# Task details:
Once you have read the records, write them out again exactly.
####################
PR #1799, opened 2024-09-26
GSYE-645: Add loss calculation to storage state

hannesdiedrich:

## Proposed changes

-

**INTEGRATION_TESTS_BRANCH**=feature/GSYE-645

### DIFF
--- a/src/gsy_e/models/strategy/__init__.py
+++ b/src/gsy_e/models/strategy/__init__.py
@@ -516,8 +516,7 @@ class BaseStrategy(EventMixin, AreaBehaviorBase, ABC):
     def _create_settlement_market_strategy(cls):
         return SettlementMarketStrategyInterface()
 
-    @classmethod
-    def _create_future_market_strategy(cls):
+    def _create_future_market_strategy(self):
         return FutureMarketStrategyInterface()
 
     def energy_traded(self, market_id: str, time_slot: DateTime = None) -> float:
--- a/src/gsy_e/models/strategy/__init__.py
+++ b/src/gsy_e/models/strategy/__init__.py
@@ -1,3 +1,4 @@
+# pylint: disable=too-many-lines
 """
 Copyright 2018 Grid Singularity
 This file is part of Grid Singularity Exchange.
@@ -15,6 +16,7 @@ GNU General Public License for more details.
 You should have received a copy of the GNU General Public License
 along with this program.  If not, see <http://www.gnu.org/licenses/>.
 """
+
 import json
 import logging
 import sys
@@ -60,6 +62,7 @@ INF_ENERGY = int(sys.maxsize)
 @dataclass
 class AcceptOfferParameters:
     """Parameters for the accept_offer MarketStrategyConnectionAdapter methods"""
+
     market: Union["OneSidedMarket", str]
     offer: Offer
     buyer: TraderDetails
@@ -68,22 +71,27 @@ class AcceptOfferParameters:
 
     def to_dict(self) -> dict:
         """Convert dataclass to dict in order to be able to send these arguments via Redis."""
-        return {"offer_or_id": self.offer.to_json_string(),
-                "buyer": self.buyer.serializable_dict(),
-                "energy": self.energy,
-                "trade_bid_info": self.trade_bid_info.serializable_dict()}
+        return {
+            "offer_or_id": self.offer.to_json_string(),
+            "buyer": self.buyer.serializable_dict(),
+            "energy": self.energy,
+            "trade_bid_info": self.trade_bid_info.serializable_dict(),
+        }
 
     def accept_offer_using_market_object(self) -> Trade:
         """Calls accept offer on the market object that is contained in the dataclass,
-         using the arguments from the other dataclass members"""
+        using the arguments from the other dataclass members"""
         return self.market.accept_offer(
-            offer_or_id=self.offer, buyer=self.buyer,
+            offer_or_id=self.offer,
+            buyer=self.buyer,
             energy=self.energy,
-            trade_bid_info=self.trade_bid_info)
+            trade_bid_info=self.trade_bid_info,
+        )
 
 
 class _TradeLookerUpper:
     """Find trades that concern the strategy from the selected market"""
+
     def __init__(self, owner_name: str):
         self.owner_name = owner_name
 
@@ -94,8 +102,9 @@ class _TradeLookerUpper:
                 yield trade
 
 
-def market_strategy_connection_adapter_factory() -> Union["MarketStrategyConnectionAdapter",
-                                                          "MarketStrategyConnectionRedisAdapter"]:
+def market_strategy_connection_adapter_factory() -> (
+    Union["MarketStrategyConnectionAdapter", "MarketStrategyConnectionRedisAdapter"]
+):
     """
     Return an object of either MarketStrategyConnectionRedisAdapter or
     MarketStrategyConnectionAdapter, depending on whether the flag EVENT_DISPATCHING_VIA_REDIS is
@@ -114,6 +123,7 @@ class MarketStrategyConnectionRedisAdapter:
     the class methods. Useful for markets that are run in a remote service, different from
     the strategy.
     """
+
     def __init__(self):
         self.redis = BlockingCommunicator()
         self._trade_buffer: Optional[Trade] = None
@@ -132,8 +142,7 @@ class MarketStrategyConnectionRedisAdapter:
 
         """
         market_id = market.id if not isinstance(market, str) else market
-        self._send_events_to_market("OFFER", market_id, offer_args,
-                                    self._redis_offer_response)
+        self._send_events_to_market("OFFER", market_id, offer_args, self._redis_offer_response)
         offer = self._offer_buffer
         assert offer is not None
         self._offer_buffer = None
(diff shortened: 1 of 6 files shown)


src/gsy_e/models/strategy/__init__.py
####################
# Reply to the task:
PR #1799, opened 2024-09-26
GSYE-645: Add loss calculation to storage state

hannesdiedrich:

## Proposed changes

-

**INTEGRATION_TESTS_BRANCH**=feature/GSYE-645

### DIFF
--- a/src/gsy_e/models/strategy/__init__.py
+++ b/src/gsy_e/models/strategy/__init__.py
@@ -516,8 +516,7 @@ class BaseStrategy(EventMixin, AreaBehaviorBase, ABC):
     def _create_settlement_market_strategy(cls):
         return SettlementMarketStrategyInterface()
 
-    @classmethod
-    def _create_future_market_strategy(cls):
+    def _create_future_market_strategy(self):
         return FutureMarketStrategyInterface()
 
     def energy_traded(self, market_id: str, time_slot: DateTime = None) -> float:
--- a/src/gsy_e/models/strategy/__init__.py
+++ b/src/gsy_e/models/strategy/__init__.py
@@ -1,3 +1,4 @@
+# pylint: disable=too-many-lines
 """
 Copyright 2018 Grid Singularity
 This file is part of Grid Singularity Exchange.
@@ -15,6 +16,7 @@ GNU General Public License for more details.
 You should have received a copy of the GNU General Public License
 along with this program.  If not, see <http://www.gnu.org/licenses/>.
 """
+
 import json
 import logging
 import sys
@@ -60,6 +62,7 @@ INF_ENERGY = int(sys.maxsize)
 @dataclass
 class AcceptOfferParameters:
     """Parameters for the accept_offer MarketStrategyConnectionAdapter methods"""
+
     market: Union["OneSidedMarket", str]
     offer: Offer
     buyer: TraderDetails
@@ -68,22 +71,27 @@ class AcceptOfferParameters:
 
     def to_dict(self) -> dict:
         """Convert dataclass to dict in order to be able to send these arguments via Redis."""
-        return {"offer_or_id": self.offer.to_json_string(),
-                "buyer": self.buyer.serializable_dict(),
-                "energy": self.energy,
-                "trade_bid_info": self.trade_bid_info.serializable_dict()}
+        return {
+            "offer_or_id": self.offer.to_json_string(),
+            "buyer": self.buyer.serializable_dict(),
+            "energy": self.energy,
+            "trade_bid_info": self.trade_bid_info.serializable_dict(),
+        }
 
     def accept_offer_using_market_object(self) -> Trade:
         """Calls accept offer on the market object that is contained in the dataclass,
-         using the arguments from the other dataclass members"""
+        using the arguments from the other dataclass members"""
         return self.market.accept_offer(
-            offer_or_id=self.offer, buyer=self.buyer,
+            offer_or_id=self.offer,
+            buyer=self.buyer,
             energy=self.energy,
-            trade_bid_info=self.trade_bid_info)
+            trade_bid_info=self.trade_bid_info,
+        )
 
 
 class _TradeLookerUpper:
     """Find trades that concern the strategy from the selected market"""
+
     def __init__(self, owner_name: str):
         self.owner_name = owner_name
 
@@ -94,8 +102,9 @@ class _TradeLookerUpper:
                 yield trade
 
 
-def market_strategy_connection_adapter_factory() -> Union["MarketStrategyConnectionAdapter",
-                                                          "MarketStrategyConnectionRedisAdapter"]:
+def market_strategy_connection_adapter_factory() -> (
+    Union["MarketStrategyConnectionAdapter", "MarketStrategyConnectionRedisAdapter"]
+):
     """
     Return an object of either MarketStrategyConnectionRedisAdapter or
     MarketStrategyConnectionAdapter, depending on whether the flag EVENT_DISPATCHING_VIA_REDIS is
@@ -114,6 +123,7 @@ class MarketStrategyConnectionRedisAdapter:
     the class methods. Useful for markets that are run in a remote service, different from
     the strategy.
     """
+
     def __init__(self):
         self.redis = BlockingCommunicator()
         self._trade_buffer: Optional[Trade] = None
@@ -132,8 +142,7 @@ class MarketStrategyConnectionRedisAdapter:
 
         """
         market_id = market.id if not isinstance(market, str) else market
-        self._send_events_to_market("OFFER", market_id, offer_args,
-                                    self._redis_offer_response)
+        self._send_events_to_market("OFFER", market_id, offer_args, self._redis_offer_response)
         offer = self._offer_buffer
         assert offer is not None
         self._offer_buffer = None
(diff shortened: 1 of 6 files shown)


src/gsy_e/models/strategy/__init__.py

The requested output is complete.